Among the records that follow, how many lines include the string "fwdictconfig"? Only the number is wanted.
───── Entries shown
PR #116, opened 2016-09-29
Fix FB model to match FW model; Reinforce Unit Tests

papeh:
This change is [Reviewable](https://reviewable.io/reviews/sillsdev/flexbridge/116)

### DIFF
--- a/src/FLEx-ChorusPluginTests/Infrastructure/Handling/ConfigLayout/DictionaryConfigurationHandlerStrategyTests.cs
+++ b/src/FLEx-ChorusPluginTests/Infrastructure/Handling/ConfigLayout/DictionaryConfigurationHandlerStrategyTests.cs
@@ -4,12 +4,16 @@
 // Distributable under the terms of the MIT License, as specified in the license.rtf file.
 // --------------------------------------------------------------------------------------------
 
+using System;
 using System.IO;
 using System.Reflection;
+using System.Threading;
 using FLEx_ChorusPlugin.Infrastructure;
+using FLEx_ChorusPlugin.Infrastructure.Handling;
 using FLEx_ChorusPlugin.Infrastructure.Handling.ConfigLayout;
 using NUnit.Framework;
 using Palaso.IO;
+using Palaso.Progress;
 using Palaso.TestUtilities;
 using TriboroughBridge_ChorusPlugin;
 
@@ -20,6 +24,7 @@ namespace FLEx_ChorusPluginTests.Infrastructure.Handling.ConfigLayout
 	{
 		private TempFile _configFile;
 		private TemporaryFolder _tempFolder;
+		private string _xsdPathInProjRepo;
 
 		[TestFixtureSetUp]
 		public override void FixtureSetup()
@@ -29,16 +34,17 @@ namespace FLEx_ChorusPluginTests.Infrastructure.Handling.ConfigLayout
 			var appsDir = Path.GetDirectoryName(Utilities.StripFilePrefix(Assembly.GetExecutingAssembly().CodeBase));
 			var xsdPath = Path.Combine(appsDir, "TestData", "Language Explorer", "Configuration", SharedConstants.DictConfigSchemaFilename);
 			_tempFolder = new TemporaryFolder("Temp");
-			var xsdPathInProj = Path.Combine(_tempFolder.Path, SharedConstants.DictConfigSchemaFilename);
-			File.Copy(xsdPath, xsdPathInProj, true);
+			_xsdPathInProjRepo = Path.Combine(_tempFolder.Path, SharedConstants.DictConfigSchemaFilename);
+			File.Copy(xsdPath, _xsdPathInProjRepo, true);
 		}
 
 		[TestFixtureTearDown]
 		public override void FixtureTearDown()
 		{
-			base.FixtureTearDown();
+			ClearCachedSchemaPathFromHandler();
 			_tempFolder.Dispose();
 			_tempFolder = null;
+			base.FixtureTearDown();
 		}
 
 		[SetUp]
@@ -51,21 +57,50 @@ namespace FLEx_ChorusPluginTests.Infrastructure.Handling.ConfigLayout
 		[TearDown]
 		public override void TestTearDown()
 		{
-			base.TestTearDown();
 			_configFile.Dispose();
 			_configFile = null;
+			base.TestTearDown();
 		}
 		
 		[Test]
 		public void CanValidateFiles() // Config File and Schema both exist
 		{
-			Assert.That(new DictionaryConfigurationHandlerStrategy().CanValidateFile(_configFile.Path));
+			RunOneAtATime(() =>Assert.That(FileHandler.CanValidateFile(_configFile.Path), "Should be able to validate against the schema"));
 		}
 
 		[Test]
-		public void ValidatesValidFile()
+		public void CantValidateOtherFiles() // Config File is of the wrong type
 		{
-			const string configXml = @"<?xml version='1.0' encoding='utf-8'?>
+			RunOneAtATime(() =>
+			{
+				using (var configFile = TempFile.WithExtension(".incorrect"))
+					Assert.False(FileHandler.CanValidateFile(configFile.Path));
+			});
+		}
+
+		[Test]
+		public void CantValidateNonexistentFiles() // Config File does not exist
+		{
+			RunOneAtATime(() =>
+			{
+				string path;
+				using (var configFile = TempFile.WithExtension(SharedConstants.fwdictconfig))
+					path = configFile.Path;
+				Assert.False(FileHandler.CanValidateFile(path));
+			});
+		}
+
+		[Test]
+		public void CantValidateWithoutSchema() // Schema does not exist
+		{
+			RunOneAtATime(() =>
+			{
+				using (new SchemaSuppressor(_xsdPathInProjRepo))
+					Assert.False(FileHandler.CanValidateFile(_configFile.Path), "Should not be able to validate without the schema");
+			});
+		}
+
+			const string ValidConfigXml = @"<?xml version='1.0' encoding='utf-8'?>
 <DictionaryConfiguration name='Root-based (complex forms as subentries)' allPublications='true' version='1' lastModified='2014-10-07'>
   <ConfigurationItem name='Main Entry' style='Dictionary-Normal' isEnabled='true' field='LexEntry' cssClassNameOverride='entry'>
   <ParagraphOptions paragraphStyle='Dictionary-Normal' continuationParagraphStyle='Dictionary-Continuation' />
@@ -82,28 +117,90 @@ namespace FLEx_ChorusPluginTests.Infrastructure.Handling.ConfigLayout
 	</ConfigurationItem>
   </ConfigurationItem>
 </DictionaryConfiguration>";
-			File.WriteAllText(_configFile.Path, configXml);
-			Assert.IsNullOrEmpty(new DictionaryConfigurationHandlerStrategy().ValidateFile(_configFile.Path));
+
+		/// <summary>
+		/// Tests the validation code for FW Dict Config files. Data is dated (we do not store a current copy of the schema anywhere in this repo);
+		/// tests only that we locate and use a schema definition when FLEx has put it in the S/R repo in a folder named Temp near the config file.
+		/// </summary>
+		[Test]
+		public void ValidatesValidFile()
+		{
+			RunOneAtATime(() =>
+			{
+				File.WriteAllText(_configFile.Path, ValidConfigXml);
+				Assert.IsNullOrEmpty(FileHandler.ValidateFile(_configFile.Path, new NullProgress()), "Should validate against the schema");
+			});
+		}
+
+		[Test]
+		public void DoesNotValidateWithoutSchema()
+		{
+			RunOneAtATime(() =>
+			{
+				File.WriteAllText(_configFile.Path, ValidConfigXml);
+				using (new SchemaSuppressor(_xsdPathInProjRepo))
+					Assert.Throws<ArgumentException>(() => FileHandler.ValidateFile(_configFile.Path, new NullProgress()),
+						"Should not validate w/o schema");
+			});
 		}
 
 		[Test]
 		public void DoesNotValidateMalformedXmlFile()
 		{
-			const string configXml = @"<?xml version='1.0' encoding='utf-8'?>
+			RunOneAtATime(() =>
+			{
+				const string configXml = @"<?xml version='1.0' encoding='utf-8'?>
 <DictionaryConfiguration name='Root-based (complex forms as subentries)' allPublications='true' version='1' lastModified='2014-10-07'>
   </ConfigurationItem>
 </DictionaryConfiguration>";
-			File.WriteAllText(_configFile.Path, configXml);
-			Assert.That(new DictionaryConfigurationHandlerStrategy().ValidateFile(_configFile.Path), Is.Not.Null.Or.Empty);
+				File.WriteAllText(_configFile.Path, configXml);
+				Assert.IsNotEmpty(FileHandler.ValidateFile(_configFile.Path, new NullProgress()));
+			});
 		}
 
 		[Test]
 		public void DoesNotValidateInvalidConfigFile()
 		{
-			const string configXml = @"<?xml version='1.0' encoding='utf-8'?>
+			RunOneAtATime(() =>
+			{
+				const string configXml = @"<?xml version='1.0' encoding='utf-8'?>
 <DictionaryConfiguration name='Root-based (complex forms as subentries)' allPublications='true' version='1' badAttribute='prohibited'/>";
-			File.WriteAllText(_configFile.Path, configXml);
-			Assert.That(new DictionaryConfigurationHandlerStrategy().ValidateFile(_configFile.Path), Is.Not.Null.Or.Empty);
+				File.WriteAllText(_configFile.Path, configXml);
+				Assert.IsNotEmpty(FileHandler.ValidateFile(_configFile.Path, new NullProgress()));
+			});
+		}
+
+		private void RunOneAtATime(Action test)
+		{
+			lock (_tempFolder)
+			{
+				ClearCachedSchemaPathFromHandler();
+				test();
+				while (!File.Exists(_xsdPathInProjRepo))
+					Thread.Sleep(10);
+			}
+		}
+
+		private void ClearCachedSchemaPathFromHandler()
+		{
+			var handler = ((FieldWorksCommonFileHandler)FileHandler).GetHandlerfromExtension(SharedConstants.fwdictconfig);
+			((DictionaryConfigurationHandlerStrategy)handler)._xsdPathname = null;
+		}
+
+		private sealed class SchemaSuppressor : IDisposable
+		{
+			private readonly string _suppressedSchemaPath;
+
+			public SchemaSuppressor(string schemaPath)
+			{
+				_suppressedSchemaPath = Path.ChangeExtension(schemaPath, "hidden");
+				File.Move(schemaPath, _suppressedSchemaPath);
+			}
+
+			public void Dispose()
+			{
+				File.Move(_suppressedSchemaPath, Path.ChangeExtension(_suppressedSchemaPath, "xsd"));
+			}
 		}
 	}
 }
--- a/src/FLEx-ChorusPluginTests/Infrastructure/Handling/ConfigLayout/DictionaryConfigurationHandlerStrategyTests.cs
+++ b/src/FLEx-ChorusPluginTests/Infrastructure/Handling/ConfigLayout/DictionaryConfigurationHandlerStrategyTests.cs
@@ -7,10 +7,7 @@
 using System;
 using System.IO;
 using System.Reflection;
-using System.Threading;
 using FLEx_ChorusPlugin.Infrastructure;
-using FLEx_ChorusPlugin.Infrastructure.Handling;
-using FLEx_ChorusPlugin.Infrastructure.Handling.ConfigLayout;
 using NUnit.Framework;
 using Palaso.IO;
 using Palaso.Progress;
@@ -23,33 +20,25 @@ namespace FLEx_ChorusPluginTests.Infrastructure.Handling.ConfigLayout
 	public class DictionaryConfigurationHandlerStrategyTests : BaseFieldWorksTypeHandlerTests
 	{
 		private TempFile _configFile;
-		private TemporaryFolder _tempFolder;
-		private string _xsdPathInProjRepo;
+		private string _xsdSourcePath;
 
 		[TestFixtureSetUp]
 		public override void FixtureSetup()
 		{
-			base.FixtureSetup();
 			// Copy the schema file to where the Strategy looks
 			var appsDir = Path.GetDirectoryName(Utilities.StripFilePrefix(Assembly.GetExecutingAssembly().CodeBase));
-			var xsdPath = Path.Combine(appsDir, "TestData", "Language Explorer", "Configuration", SharedConstants.DictConfigSchemaFilename);
-			_tempFolder = new TemporaryFolder("Temp");
-			_xsdPathInProjRepo = Path.Combine(_tempFolder.Path, SharedConstants.DictConfigSchemaFilename);
-			File.Copy(xsdPath, _xsdPathInProjRepo, true);
+			_xsdSourcePath = Path.Combine(appsDir, "TestData", "Language Explorer", "Configuration", SharedConstants.DictConfigSchemaFilename);
 		}
 
 		[TestFixtureTearDown]
-		public override void FixtureTearDown()
-		{
-			ClearCachedSchemaPathFromHandler();
-			_tempFolder.Dispose();
-			_tempFolder = null;
-			base.FixtureTearDown();
-		}
+		public override void FixtureTearDown() {} // mask base.FixtureTearDown (it is called by this.TestTearDown)
 
 		[SetUp]
 		public override void TestSetup()
 		{
+			// set up the fixture for each test, so each starts with a fresh HandlerStrategy, because DictionaryConfigurationHandlerStrategy
+			// caches the path to the schema, but some tests require the schema's presence and others require its absence.
+			base.FixtureSetup();
 			base.TestSetup();
 			_configFile = TempFile.WithExtension("." + SharedConstants.fwdictconfig);
 		}
@@ -60,47 +49,41 @@ namespace FLEx_ChorusPluginTests.Infrastructure.Handling.ConfigLayout
 			_configFile.Dispose();
 			_configFile = null;
 			base.TestTearDown();
+			base.FixtureTearDown();
 		}
 		
 		[Test]
 		public void CanValidateFiles() // Config File and Schema both exist
 		{
-			RunOneAtATime(() =>Assert.That(FileHandler.CanValidateFile(_configFile.Path), "Should be able to validate against the schema"));
+			using (TempFolderWithSchema())
+				Assert.That(FileHandler.CanValidateFile(_configFile.Path), "Should be able to validate against the schema");
 		}
 
 		[Test]
 		public void CantValidateOtherFiles() // Config File is of the wrong type
 		{
-			RunOneAtATime(() =>
-			{
-				using (var configFile = TempFile.WithExtension(".incorrect"))
-					Assert.False(FileHandler.CanValidateFile(configFile.Path));
-			});
+			using (TempFolderWithSchema())
+			using (var configFile = TempFile.WithExtension(".incorrect"))
+				Assert.False(FileHandler.CanValidateFile(configFile.Path));
 		}
 
 		[Test]
 		public void CantValidateNonexistentFiles() // Config File does not exist
 		{
-			RunOneAtATime(() =>
-			{
-				string path;
-				using (var configFile = TempFile.WithExtension(SharedConstants.fwdictconfig))
-					path = configFile.Path;
+			string path;
+			using (var configFile = TempFile.WithExtension(SharedConstants.fwdictconfig))
+				path = configFile.Path;
+			using (TempFolderWithSchema())
 				Assert.False(FileHandler.CanValidateFile(path));
-			});
 		}
 
 		[Test]
 		public void CantValidateWithoutSchema() // Schema does not exist
 		{
-			RunOneAtATime(() =>
-			{
-				using (new SchemaSuppressor(_xsdPathInProjRepo))
-					Assert.False(FileHandler.CanValidateFile(_configFile.Path), "Should not be able to validate without the schema");
-			});
+			Assert.False(FileHandler.CanValidateFile(_configFile.Path), "Should not be able to validate without the schema");
 		}
 
-			const string ValidConfigXml = @"<?xml version='1.0' encoding='utf-8'?>
+		private const string ValidConfigXml = @"<?xml version='1.0' encoding='utf-8'?>
 <DictionaryConfiguration name='Root-based (complex forms as subentries)' allPublications='true' version='1' lastModified='2014-10-07'>
   <ConfigurationItem name='Main Entry' style='Dictionary-Normal' isEnabled='true' field='LexEntry' cssClassNameOverride='entry'>
   <ParagraphOptions paragraphStyle='Dictionary-Normal' continuationParagraphStyle='Dictionary-Continuation' />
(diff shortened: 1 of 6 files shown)


regnrand:
Reviewed 1 of 2 files at r1.
Review status: 1 of 2 files reviewed at latest revision, 1 unresolved discussion.

---

*[src/FLEx-ChorusPluginTests/Integration/UpdateMetaDataCacheTests.cs, line 278 at r1](https://reviewable.io:443/reviews/sillsdev/flexbridge/116#-KSrsX9iMwwtOLsy-HiO:-KSrsX9iMwwtOLsy-HiP:b5ens6p) ([raw file](https://github.com/sillsdev/flexbridge/blob/fd413706b0242ce86ac80aca806edfc82ef02920/src/FLEx-ChorusPluginTests/Integration/UpdateMetaDataCacheTests.cs#L278)):*
> ```Smalltalk
> 			CheckClassDoesNotExistBeforeUpGrade(mdc, "LexExtendedNote");
> 			CheckPropertyDoesNotExistBeforeUpGrade(mdc, "CmPicture", "DoNotPublishIn");
> 			CheckPropertyDoesNotExistBeforeUpGrade(mdc, "LexPronunciation", "DoNotPublishIn");
> ```

It would be better to check that properties that are to be removed or that have their data types changed actually exist beforehand and that they have the original expected data type.

For example:

1. Make sure that LexSense has a Restrictions property of data type MultiString (et al) This will require a new test method that can test the original data type. The code never had that level of testing before, since we never changed the data type before this DM.
2. Make sure LexEtymology has its Source property of type Unicode.

Also please check all other brand new properties before the migration to make sure they do not exist ahead of time.

Doing all of these pre- and post- checks are essential to know for certain that the expected new model state is a result of the current DM, and not some prior bug.

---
PR #137, opened 2016-12-22
Update DateModified when doing a merge

ermshiperete:
This fixes a problem when doing S/R in LanguageForge. LF relies on the DateModified time stamp to know which entries it needs to process. If an entry got modified in FLEx and the same entry but
different field got modified in LF, the S/R merged the changes but set the DateModified field to the newer date (which was from LF). This caused LF not to re-process the entry because it already
processed the entry with that time stamp. This caused the modified data from FLEx to not show up in LF (https://trello.com/c/UoyXj4jP).

This change fixes this problem by setting DateModified to the current time in case of a merge.

---
This change is [Reviewable](https://reviewable.io/reviews/sillsdev/flexbridge/137)

### DIFF
--- a/src/LibFLExBridge-ChorusPlugin/Handling/PreferMostRecentTimePreMerger.cs
+++ b/src/LibFLExBridge-ChorusPlugin/Handling/PreferMostRecentTimePreMerger.cs
@@ -1,8 +1,10 @@
-﻿// Copyright (c) 2010-2016 SIL International
+﻿// Copyright (c) 2010-2017 SIL International
 // This software is licensed under the MIT License (http://opensource.org/licenses/MIT) (See: license.rtf file)
 
 using System;
-using System.Globalization;
+using System.Collections;
+using System.Collections.Generic;
+using System.Linq;
 using System.Xml;
 using Chorus.merge.xml.generic;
──────────
Output of the task —
5